Covid-19 has meant some rapid change. But Catalano argues that fundamentals like communication, collaboration, and in particular a focus on what data can deliver will remain important to Nestlé as the company seeks a new, post-pandemic path forward. “All of the foundations we’ve worked on in the past three or four years are helping us now as well,” he says. His philosophy of giving brands and regions the freedom to make their own decisions on how to assemble and re-use the modules and components provided globally by the Group has proved very effective. “Forget the fluff. Make sure the foundations are in place, and the rest will take care of itself.”
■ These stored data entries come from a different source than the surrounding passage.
PR #834, opened 2019-02-26
added link "Run Rust code in Pandoc Markdown documents" under News

gpoore:
I've created a program that makes Rust code in Markdown documents executable, and I think this might be of interest to the community. This is sort of like R Markdown for Rust, if you're familiar with that. This can be useful for writing things like tutorials. Here's an [example of what is possible](http://htmlpreview.github.io/?https://github.com/gpoore/codebraid/blob/master/examples/rust.html).

### DIFF
--- a/drafts/2019-02-26-this-week-in-rust.md
+++ b/drafts/2019-02-26-this-week-in-rust.md
@@ -16,6 +16,8 @@ If you find any errors in this week's issue, [please submit a PR](https://github
 
 ## News & Blog Posts
 
+* [Run Rust code in Pandoc Markdown documents](https://github.com/gpoore/codebraid)
+
 # Crate of the Week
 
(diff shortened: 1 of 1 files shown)


nasa42:
Thanks for the PR!

To direct TWiR's focus on technical articles (and important community news), we avoid including opinions pieces and release announcements (with some notable exceptions). As such, this PR may not be a good fit for TWiR.

I'd encourage you to post this article on [Rust subreddit](https://www.reddit.com/r/rust/) and also to [Crate of the Week](https://users.rust-lang.org/t/crate-of-the-week/2704) thread which is followed by people interested in new crate announcements!

gpoore:
@nasa42 Thanks for the suggestions! I'll look into posting in those locations. I had misunderstood what TWiR is looking for in submissions.

PR #858, opened 2019-03-12
Usual Sections

Flavsditz:
Maybe there is a way of doing this in a better way: when I see the dates in the calendar they are usually relative to my time, so depending on where the meeting is it might show it for me a day later or earlier.

That also happens of course if I access the calendar using the API: it will get on GMT time. Do you know a way of accessing the events based on the time zone they were created?


nasa42:
I usually visit the link and find the date on the page. Yup it's more manual process, and I wonder if we can streamline it further.

PR #879, opened 2019-04-02
Add async article

gruberb:
Reddit: https://www.reddit.com/r/rust/comments/b8hi0s/explained_how_does_async_work_in_rust/


nathany:
Thanks Bastian. I've been wanting to learn more about Rust async/await.

Btw, your Go example is demonstrating a goroutine (green threads multiplexed on OS threads) but isn't an example of asynchronous I/O. The Go runtime hides the details of async I/O so it's kind've of hard to show -- opening a file or database connection just looks like ordinary synchronous code.

gruberb:
Hm true, thank you @nathany! I will update the text so it's more clear!

PR #895, opened 2019-04-16
C/QotW+notable changes

llogiq:


nasa42:
> Confusion is a product type.

I'm not so sure about the QotW in today's issue. Without complete context, the quote is quite... confusing. I'm thinking of removing QotW from today's issue, but I'd be happy to revert if you feel otherwise.

llogiq:
In that case, either add the context or perhaps I may suggest [this tweet](https://mobile.twitter.com/XMPPwocky/status/1117162034779623424)?

nasa42:
I'm probably not smart enough to understand either quote, so I'd let you decide. I'm happy to merge any PR you make. :slightly_smiling_face:

llogiq:
To explain it (&let you in on the joke): peano is a crate that implements numbers as types by counting. This is very inefficient, and so the type system was easily overwhelmed even on simple operations (e.g. 8×4).

The response is funny because this is a type which represents a product, so a 'product type' (which means a struct in Rust lingo, as opposed to an enum which is a 'sum type').

PR #904, opened 2019-05-01
Fixed cast-rs link

therealprof:
Though I wonder whether we should use https://crates.io/crates/cast instead...


nasa42:
Thanks!

PR #923, opened 2019-05-26
Adding three blog posts by Sean Policarpio (kdrakon)

kdrakon:


nasa42:
I'd suggest to post these on [r/rust subreddit](https://www.reddit.com/r/rust) for scrutiny. And if received positively, I'd be happy to include it!

PR #942, opened 2019-06-24
Request for implementation

jonathan-s:
There is the github repo request for implementation, where you can submit issues of a crate or broader issue that you would like for someone to solve. 

This can can be a grow-ground for new rustaceans. Perhaps it would be a good idea to make this repo a recurring feature of the newsletter?


nasa42:
I'm not sure if it makes sense to add link in each single issue (there is already too much boilerplate in issues), but I'd be happy to mention in once in a while!

PR #2847, opened 2022-01-26
add sub-categories and link title policy to the README

ericseppanen:
Document the usual "community" sub-categories. I've tried to describe them as well as I understand the current conventions, which is certainly incomplete.

Also add a note about link titles, to document the current "leave page titles as-is" policy.


ericseppanen:
Reviewing this change, I wonder why "Foundation" is its own category at all. If you ask me, lumping Foundation blog posts under "official" would be fine, as neither of those topics are particularly crowded.

nellshamrell:
The reason we kept "Foundation" and "Official" separate was to separate the Foundation and the Project, since they are distinct entities. We don't want it to look like the Foundation's posts are the voice of the Project and vice versa.  Conflict between the messages of the two is unlikely, but I'd prefer to keep them separate for now.

PR #2883, opened 2022-02-02
Add FS <> AdaCore announcements

skade:
I hope "Miscellaneous" is the right category.


nellshamrell (approved):
I think Misc is the correct place :)

PR #2902, opened 2022-02-07
Add link to Why Not Inheritance

ifsheldon:
Add a link to a blog talking about why Rust does not have inheritance like other OO languages do.

### DIFF
--- a/draft/2022-02-09-this-week-in-rust.md
+++ b/draft/2022-02-09-this-week-in-rust.md
@@ -25,6 +25,7 @@ If you find any errors in this week's issue, [please submit a PR](https://github
 ### Research
 
 ### Observations/Thoughts
+* [ZH] [为什么 Rust 没有继承？](https://fengliang.io/RustWHY/design_choices/why_not_inheritance.html) A thought on the design choice that Rust made and is questioned by many programmers from other object-oriented languages. Why does Rust not have inheritance?
 
 ### Rust Walkthroughs
 
--- a/draft/2022-02-09-this-week-in-rust.md
+++ b/draft/2022-02-09-this-week-in-rust.md
@@ -25,7 +25,7 @@ If you find any errors in this week's issue, [please submit a PR](https://github
 ### Research
 
 ### Observations/Thoughts
-* [ZH] [为什么 Rust 没有继承？](https://fengliang.io/RustWHY/design_choices/why_not_inheritance.html) A thought on the design choice that Rust made and is questioned by many programmers from other object-oriented languages. Why does Rust not have inheritance?
+* [ZH] [为什么 Rust 没有继承？Why doesn't Rust have inheritance?](https://fengliang.io/RustWHY/design_choices/why_not_inheritance.html)
 
 ### Rust Walkthroughs
 


ericseppanen:
I don't think the text after the link is part of the TWiR style; I'd suggest removing that.

ericseppanen:
Can @Folyd or @MATRIXKOO review this?

ifsheldon:
It's just a little pitch. My intention is to give a brief before people consider reading it. If it's not appropriate, I'm fine with removing it.

Folyd:
Hi @ifsheldon, thanks for your PR. Just my two cents: 

- **audiences first, not you**.

For example, this sentence "*所以终极的原因还是代 cheng 码 xu 可 yuan 复 tou 用 lan*" brings no benefits to audiences except distractions. Personally, I don't think it is a good style for a technical article.

- **Dive deeper**.

For example, I'll recommend mentioning the `Deref` trait which can simulate the inheritance, and also should point out that is an [anti-pattern](https://rust-unofficial.github.io/patterns/anti_patterns/deref.html).

Do you mind changing the writing styles and supplementing more detail about Rust's inheritance? That could be better for the audience. Thanks.

However, I also recommend [Rust Chinese Magazine](https://rustmagazine.github.io/rust_magazine_2022/), which is a better place to meet your Chinese audiences. Feel free to contribute to that. Here is the repo: https://github.com/RustMagazine/rust_magazine_2022

ifsheldon:
> * **audiences first, not you**.
> 
> For example, this sentence "_所以终极的原因还是代 cheng 码 xu 可 yuan 复 tou 用 lan_" brings no benefits to audiences except distractions. Personally, I don't think it is a good style for a technical article.

Why so serious? Articles can be fun and at the meantime rigorous. But yeah I agree that this line is not necessary, so I changed it.

> * **Dive deeper**.
> For example, I'll recommend mentioning the `Deref` trait which can simulate the inheritance, and also should point out that is an [anti-pattern](https://rust-unofficial.github.io/patterns/anti_patterns/deref.html).

I don't think this article is not deep enough. `Deref` is just a technical detail but it does not mean it's deeper. From my personal perspective, I like Rust not because it's technically deep but it's conceptually elegant. My article resonates with Rust's design in that behind technical details, there are some deep introspections, like the introspection on "Why and Why not inheritance". It's not about how to implement inheritance technically but the design from the introspections, which makes Rust distinguishable. But sure, why not? We can have both, so, I added this anti-pattern to the appendix.

draft/2022-02-09-this-week-in-rust.md
```diff
@@ -25,6 +25,7 @@ If you find any errors in this week's issue, [please submit a PR](https://github
 ### Research
 
 ### Observations/Thoughts
+* [ZH] [为什么 Rust 没有继承？](https://fengliang.io/RustWHY/design_choices/why_not_inheritance.html) A thought on the design choice that Rust made and is questioned by many programmers from other object-oriented languages. Why does Rust not have inheritance?
```
Folyd, line 28: > I don't think the text after the link is part of the TWiR style; I'd suggest removing that.

Agree.

ifsheldon: Fine, I have no interest in arguing more on this.

Folyd (approved):

nellshamrell:
Thank you @ifsheldon, @Folyd, and @ericseppanen!

PR #2903, opened 2022-02-08
Add BonsaiDb v0.1.0 announcement

ecton:
Also, thank you for picking up my January update in the last edition!


nellshamrell (approved):
Ty!

PR #2915, opened 2022-02-09
Adding Slight's Rust software engineer role

ColmanHumphrey:
Thanks again for maintaining this!


nellshamrell (approved):
"For the technical screen and the interviews, we will send all questions approximately a day in advance."

❤️ ❤️ ❤️  - that is such a healthier approach to interviewing than I see at most places!

ColmanHumphrey:
> "For the technical screen and the interviews, we will send all questions approximately a day in advance."
> 
> ❤️ ❤️ ❤️ - that is such a healthier approach to interviewing than I see at most places!

It's been good so far! Also we get higher quality answers on average this way too, which as an interviewer is also a plus.

PR #2926, opened 2022-02-12
Add link to Why Associated Type

ifsheldon:
Add link to Why Associated Type, which is my thought on the design of Associated Type. It's not about How, but Why, so I'd rather like to place it under Thoughts, not Walkthroughs.

### DIFF
--- a/draft/2022-02-16-this-week-in-rust.md
+++ b/draft/2022-02-16-this-week-in-rust.md
@@ -23,6 +23,7 @@ If you find any errors in this week's issue, [please submit a PR](https://github
 ### Newsletters
 
 ### Observations/Thoughts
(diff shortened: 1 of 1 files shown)


nellshamrell:
@MATRIXKOO, @Folyd could you help me review this one?

Folyd:
Hi, @ifsheldon. Thanks for the PR. I strongly recommend you submit one PR of **Rust Why** after the book is finished instead of multiple PRs each with a single article.

ifsheldon:
I don't think that is gonna work. I still have multiple articles to write, some of which may not be submitted to TWiR. And a bundle of articles is just too long to read. The article is self-contained, so there's no context tightly related to the book/ article collection itself.

Folyd (approved):

nellshamrell (approved):
Ty!

PR #2928, opened 2022-02-13
Walkthrough about using wgpu-rs for image filters

redwarp:
I just published this blog post, it's a walkthrough about using wgpu-rs and compute shaders to do some image filtering.
In it, I explain step by step how to create a grayscale version of an image, using your GPU.


nellshamrell (approved):
Ty!

PR #2934, opened 2022-02-14
Update walkthroughs with Rust Embedded videos

keadwen:


ericseppanen (commented):
Please use the canonical `youtube.com` URLs, rather than the `youtu.be` ones (that redirect).

nellshamrell (changes requested):
Once the links are updated (as requested by @ericseppanen) I would be happy to merge these!

nellshamrell (approved):
Ty!

PR #2937, opened 2022-02-15
Walkthrough on implementing a custom async runtime

DomWilliams0:
This post is a devlog about implementing an async runtime in my game engine, and mostly focusses on the Rust-side of things rather than anything gamedev or game engine specific.

The original title is "Devlog #&#x2060;7: custom async runtime" but I think it should be tweaked to add more context.

Thanks!


nellshamrell (approved):
Ty!

PR #2944, opened 2022-02-16
Added the Updates from the Tinyverse newsletter

Michael-F-Bryan:


nellshamrell:
While this certainly looks cool and I know Tinyverse does things with Rust, I don't see enough Rust specific content to include this newsletter in our newsletter. Thank you for your submission, though, and should you have content that is more Rust specific we would welcome additional submissions!

Michael-F-Bryan:
Thanks for considering this, @nellshamrell. The underlying project is mostly built on Rust, but I'll agree that newsletter focuses more on community updates and doesn't mention it at all :sweat_smile:

PR #4092, opened 2023-02-23
Some exercises to accompany the Rust Book

tarquin-the-brave:
Hi there!

At hx we've been running a Rust course internally as we adopt Rust as our backend language going forward.  It follows the book and we thought we'd share the exercises we wrote.


mariannegoldin (approved):
Really enjoying these walkthroughs, and the presentation. Thanks for sharing them! Approved.

PR #4093, opened 2023-02-23
Add "rust-analyzer" to the changelog link

teor2345:
It's currently just called "Changelog", which is a bit confusing.


mariannegoldin (approved):
Thank you for this helpful annotation. Approved.

PR #4105, opened 2023-03-01
Article on mailcrab, dev email server in Rust

erikjee:
Short article introducing MailCrab, an email test server for development, written entirely in Rust. 

The backend uses Axum; the frontend is uses Yew.


mariannegoldin (approved):
Thank you for the submission, approving.

PR #4120, opened 2023-03-05
Add blog post/project: "Introducing runst: Handle desktop notifications neatly on Linux!"

orhun:
Hello! 🐻

I just shared [runst](https://github.com/orhun/runst) which is a dead simple notification daemon written in Rust.

I also wrote a blog post about its features and usage examples. This PR simply updates this week's draft about that blog post.

I think it would be interesting for TWIR readers! 🦡

Thank you!


andrewpollack:
An interesting read indeed! Thank you for sharing 😸

PR #4121, opened 2023-03-05
Add blog post/project: "Foogold"

ayrat555:


nellshamrell:
Hello @ayrat555!

Thank you for submitting something to This Week in Rust! 

We've had some internal discussion among the editors on whether on not we should include this link in this week's issue. While we have included material which highlights how Rust can be used to find security vulnerabilities in the past (and recognize the need for offensive security to to reveal holes in systems so that they can be repaired), we don't feel it would be responsible for us to feature this tool in TWiR.

Thank you again for submitting something to us, though!

PR #4132, opened 2023-03-07
Add post about Zellij

imsnif:
Hey - we just released a very significant version of Zellij and would love to be included in the newsletter.


andrewpollack:
Thank you!

PR #4724, opened 2023-09-16
add calling Hugging Face models from Rust walkthrough

peterprototypes:


mariannegoldin (approved):
Interesting article, nice to see how the python and Rust envs get combined in a walkthrough. Thanks for submitting. Approved.

PR #4750, opened 2023-09-27
Add Rust Crypto and *ring* blog posts.

briansmith:


nellshamrell:
Hi Brian!

Thanks for these submissions! Because these two posts are very similar, I'm only going to include the second one. It sounds like a very exciting project, though, and I look forward to seeing it develop!

nellshamrell:
And looks like we got that link in with another PR. Closing this, but the post is definitely in the newsletter!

Top Trends in Technology — #1

Remote Collaboration

After months of Zoom conferences and Microsoft Teams meetings, this one’s no surprise. But Catalano says the next hot companies will be the ones to solve the problem of getting creative collaboration—brainstorming, “post it on the wall” sessions—online. “The next frontier is how do you bring dispersed teams together,” Catalano says. Virtual reality could be an answer.

Top Trends in Technology — #2

Augmented Reality

Travel restrictions and global lockdowns posed a surprising problem for Nestlé’s many factories: Repair technicians couldn’t travel, so when a complicated machine broke down or needed commissioning, local staff was on its own. Nestlé has now deployed augmented reality, or AR, software that superimposes technical data and drawings on top of live feeds of machines. Point your tablet at the machine and the buttons will be highlighted, helping speed troubleshooting calls with remote tech support. “With travel being halted, maintenance experts couldn’t get to factories,” Catalano says. “In less than two weeks, we deployed these AR solutions. The level of adoption was tremendous.”

Technologie-Trends – #3

Touchless and Voice 

Covid-19 may have killed the deal-closing handshake. Other casualties could include the old vending machine down the hall—who wants to share buttons with a building full of people? “Touchless tech is going to get a boost,” says Catalano. At Nestlé they’re already experimenting with touchless coffee makers and vending machines. One big winner could be voice-activated machines: Alexa at the bus stop ticket machine, for example. “Voice technology has good adoption in homes,” Catalano says, “but I think we will see more embedding of voice in and out of the home.”